The way back started smoothly, too. I was on Malaysia Airlines, and I get a WP welcome and a Platinum Phantom next to me on the plane. Malaysia Airlines still has the world’s worst safety video, but nobody noticed that I was wearing noise cancelling earbuds. Life hack.

When I got to Singapore, I enjoyed the new noodles in the QF First lounge, and a rather exciting “dessert cocktail” which involved popping candy.

Exciting thing with popping candy

I go out for a walk in terminal 1, but there’s a lot of building work going on, and I’m struck by the low ceilings and cramped feel of this aging terminal in comparison to terminal 4.

Earlier, at 3.15pm, Qantas texted me to say that QF52 was running 45 minutes late. That message was below a message telling me I had no upgrade (for a previous flight); a message telling me another plane was delayed and a message saying that it had been cancelled. It’s like a small collection of woe. I’m in economy for this flight.

In my experience, if they tell you six hours in advance that the flight is delayed by 45 minutes, they mean it is going to be later than that. And, on arriving to the gate, the tell-tale sign was that the flight crew were waiting there with me. If they’ve not let the flight crew on yet, that was not a good sign.

We’re flying “Margaret River” this evening, which is the one with the iPads instead of the seat back screens (with wifi once we get over Australia; but no power sockets). As I board via the economy door, I’m welcomed - and this is impressive - by an FA looking at my boarding pass (a Malaysian one, with no indication of my status), and instantly saying “welcome back Mr Cridland”, and giving me a glass of champagne to take to my economy seat - where there were a complimentary pair of pyjamas waiting for me, joining the 23,000 at home. Slightly less optimally, the seat next to me is full of a large foreign lady who arrived earlier by wheelchair, who I have to squeeze past. Much less optimally, the main row next to us is entirely composed of young children who are shouting at each other. Even less optimally than the already suboptimal nature of this flight, the lady behind me coughs once every twelve seconds, and continues to do so for seven hours. I avoided one “it’s just a cold and definitely not COVID” person at the conference I was at, and really don’t want to fail at this late stage.

We leave the gate 1 hour 6 minutes late.

I’m offered extra drinks by the FA - three times - but I don’t take him up on it. Nor do I have the meal, which is Singapore-catered: this is my eighth time on this flight, and I think it’s the worst-catered of any of Qantas’s routes, so I now just avoid it. Thank heavens for the lounge.

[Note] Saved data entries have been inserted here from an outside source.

PR #2700, opened 2023-09-26
Re-enable noise encryption

niklaslong:
This PR reintroduces Noise encryption along with some tweaks to the handshaking logic to detect double-connects.
I've also included a fuzz target for the codec.

Testing: I created another branch that includes #2692 and ran a small devnet and successfully bonding new validators. The implementation seems quite stable in normal operations. #2690 should also increase stability.


niklaslong:
Rebased and updated fuzz targets.

niklaslong:
Deprioritised for mainnet, closing for now.

PR #2706, opened 2023-09-27
Switch to a more elegant detection handler for self connect

howardwu:
## Motivation

Switch to a more elegant detection handler for self connect


raychu86 (approved):
lgtm

PR #2709, opened 2023-09-27
Switch HDD check to println

raychu86:
## Motivation

This PR changes the HDD check on validator bootup to a println instead of a painc


howardwu (approved):
LGTM

PR #2711, opened 2023-09-27
[Golden Master] AleoBFT Release

howardwu:
## Motivation

[Golden Master] AleoBFT Release


HarukaMa:
the disk type check (`snarkOS/cli/src/helpers/mod.rs`) feels strange to me - if a disk is called `sda` then it most likely is not NVMe as all devices under NVMe driver should be called something like `nvme0`; the machine might have both SATA disks and NVMe disks, and the node data folder might very well reside in the NVMe disk (in fact for some servers the `sda` might be just the usb stick used to store `/boot`); for VMs, depending on the drive type configured, the virtual disk might be marked as a spinning disk while the underlying storage device is actually NVMe SSDs.

Also "Ubuntu required" message feels strange as well. (I personally avoid Ubuntu as best as I can)

howardwu:
Good point, we'll remove the disk checks.

howardwu:
^I've removed the drive checks

PR #2712, opened 2023-09-28
Fix syncing edge-case

raychu86:
## Motivation

This PR changes updates `Sync::is_synced` to return false if the gateway is not connected to any peers. This also addresses an edge-case where the node initially fails to sync properly.


joske (approved):

Pjrich1313 (commented):
Rerun nobe debug

PR #2717, opened 2023-09-28
Add additional check for `has_unconfirmed_transaction`

raychu86:
## Motivation

This PR adds an additional check that batches can't be proposed unless it contains at least one unconfirmed transaction.


howardwu (approved):
LGTM

PR #2722, opened 2023-10-02
Automatic tests upgrade

vbar:
## Motivation

`cargo test` fails in the node/narwhal package

## Test Plan

Changes are mostly in test code; the one change in sync skips sending of a message the recipient doesn't handle.


node/narwhal/tests/common/trans.rs
```diff
@@ -0,0 +1,168 @@
...
+        committee::Committee,
+        narwhal::{Data, Subdag, Transmission, TransmissionID},
+        store::ConsensusStorage,
+        Ledger,
+    },
+    prelude::{narwhal::BatchCertificate, Field, Network, Result},
+};
+use std::{fmt, ops::Range};
+
+pub struct TranslucentLedgerService<N: Network, C: ConsensusStorage<N>> {
```
howardwu: nit: can you move this under `ledger-service` with a `cfg(feature = "test")` guard and `test = [ ]` feature flag?

node/narwhal/tests/common/primary.rs
```diff
@@ -237,10 +262,24 @@ impl TestNetwork {
...
+                            if first != committee {
+                                return false;
+                            }
+                        }
+                    }
+                }
+            }
+        }
+
+        return true;
```
ljedrz:
```suggestion
        true
```

node/narwhal/tests/common/trans.rs
vbar: moved

howardwu (approved):

PR #2729, opened 2023-10-03
[TOB] Clean up the list of connecting peers in case of handshake timeout

ljedrz:
Supersedes https://github.com/AleoHQ/snarkOS/pull/2690 as a much simpler and tighter solution.

I verified that this works by manually reducing the handshake timeout to 1ms and checking the number of connecting peers in 2 nodes after a timed out handshake between them (which is non-zero in `testnet3` and zero with this PR). While adding a regular test case for this would be possible, it would be quite verbose (as one of the nodes would need to use a custom handshake impl), so I didn't include one.

This change should obviate the current extra `Disconnect` check, but I'm leaving it in for now just to be sure we're no longer hitting it.

Finding: TOB-ALEO-22

### DIFF
--- a/node/bft/src/gateway.rs
+++ b/node/bft/src/gateway.rs
@@ -394,15 +394,17 @@ impl<N: Network> Gateway<N> {
     }
 
     /// Ensure the peer is allowed to connect.
-    fn ensure_peer_is_allowed(&self, peer_ip: SocketAddr) -> Result<()> {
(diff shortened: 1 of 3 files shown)


ljedrz:
Rebased and applied the same fix for the `Gateway`.

howardwu:
It probably works but isn't a great design.

ljedrz:
Alternatives are difficult, because there is no high-level callsite where an inbound connection timeout can be handled; having that would break the modularity of the network stack, and would be significantly more complex than this proposal.

zosorock:
Superseded by #3418

PR #2732, opened 2023-10-03
Update `UnconfirmedSolution` propagation

raychu86:
## Motivation

This PR updates the propagation rules of UnconfirmedSolutions.

- Provers propagate to all connected peers.

- Clients propagate to all connected peers.

- Validators only propagate solutions to other validators.


howardwu (approved):
LGTM

PR #2741, opened 2023-10-06
Prevent committing the subdag certificates on block failures

raychu86:
## Motivation

This PR ensures that we don't prematurely commit subdag certificates to the DAG if the subdag failed to be committed in a block. 

This is important because, if the block production fails for any reason, but we already assume that certain certificates are canonicalized in the DAG, then subsequent block production will create corrupted state.


howardwu (approved):
LGTM

PR #2744, opened 2023-10-09
Update snarkVM rev; Removes `Result` from `update_to_next_round`

howardwu:
## Motivation

Removes `Result` from `update_to_next_round`.

The goal here is to improve ergonomics and to catch any case where failure is unpredictable.

Note: I have tested this code change on my machine and it performs unchanged.

In addition, to support the test cases, snarkVM is updated to `0.15.4`.


raychu86 (approved):
LGTM

PR #2750, opened 2023-10-11
Update README.md about dev node clean up

web3deadline:
Add dev clean up method

## Motivation

after reset, dev node need to be cleaned up


howardwu:
The instruction to remove state is already there. By running the command, we can ensure all future devs remove all necessary state. Just because it is 1 folder now does not mean it will always stay 1 folder.

PR #3613, opened 2025-04-28
fix: avoid rebuilding snarkOS binary every single time

joske:
## Motivation

When you issue `cargo run` or even `cargo test` with no code changes at all, `cargo` would still re-build the snarkOS binary (and this can take a long time) on every single invocation. The cause for this is `cargo:rerun-if-changed=.`, this line is not needed at all, and `cargo` will still notice when the code changes and rebuild as needed. With this line removed, you will no longer have a rebuild on every run. The `cargo:rerun-if-changed=` directive should only be used on extra things, like json schema's  or generated code.

## Test Plan

manually tested (and only build.rs changes)

### DIFF
--- a/build.rs
+++ b/build.rs
@@ -51,9 +51,6 @@ fn check_file_licenses<P: AsRef<Path>>(path: P) {
             );
         }
     }
-
-    // Re-run upon any changes to the workspace.
-    println!("cargo:rerun-if-changed=.");
 }
 
 // The build script; it currently only checks the licenses.


vicsn (approved):

kaimast:
I think this should be merged, as it would speed up the development process noticeably. That function in the build script does not actually change any source file and should not cause a recompile.

However, `build.rs` invokes the `built` crate to update the build information, which is shown in the CLI for example. There might be a reason we want to recreate the binary with updated build information even if nothing has changed. Maybe @raychu86 know if these rebuilds are intentional? 

Also, with the fix, does a second run of `cargo test` still cause the code to recompile? If I understand correctly, the first run changes the build information and writes it to some source file, and on the second run cargo would detect the changed file and recompile.

niklaslong (approved):

PR #3614, opened 2025-04-28
[Doc] Document an invariant on current round.

acoglio:
Mention that, because of the invariant, a test somewhere else should never fail.

Other minor comment fixes and improvements.


kaimast (approved):
Looks good!

raychu86 (approved):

After a little sleep - the family opposite calmed down, though the coughing from behind me didn’t - we awake for the most lazy of breakfasts, a cardboard pastry in a cardboard box. The inside tastes as if it once had something to do with mushroom. The coffee is - for the first time in a while - entirely undrinkable (it seems to be four times as strong as it should be). I have to give the mostly-filled cup back.

We land 52 minutes late - behind a ton of other flights including the big Air Canada flight from. Vancouver. Qantas hasn’t given me an Express pass, which consigns me to the end of the quarantine exit queue, snaking four times the length of the baggage area and taking more than twenty minutes.

A relatively joyless experience, then, this way - nothing inherently wrong but plenty of irritation. It’s the small things, one on top of another, that add up.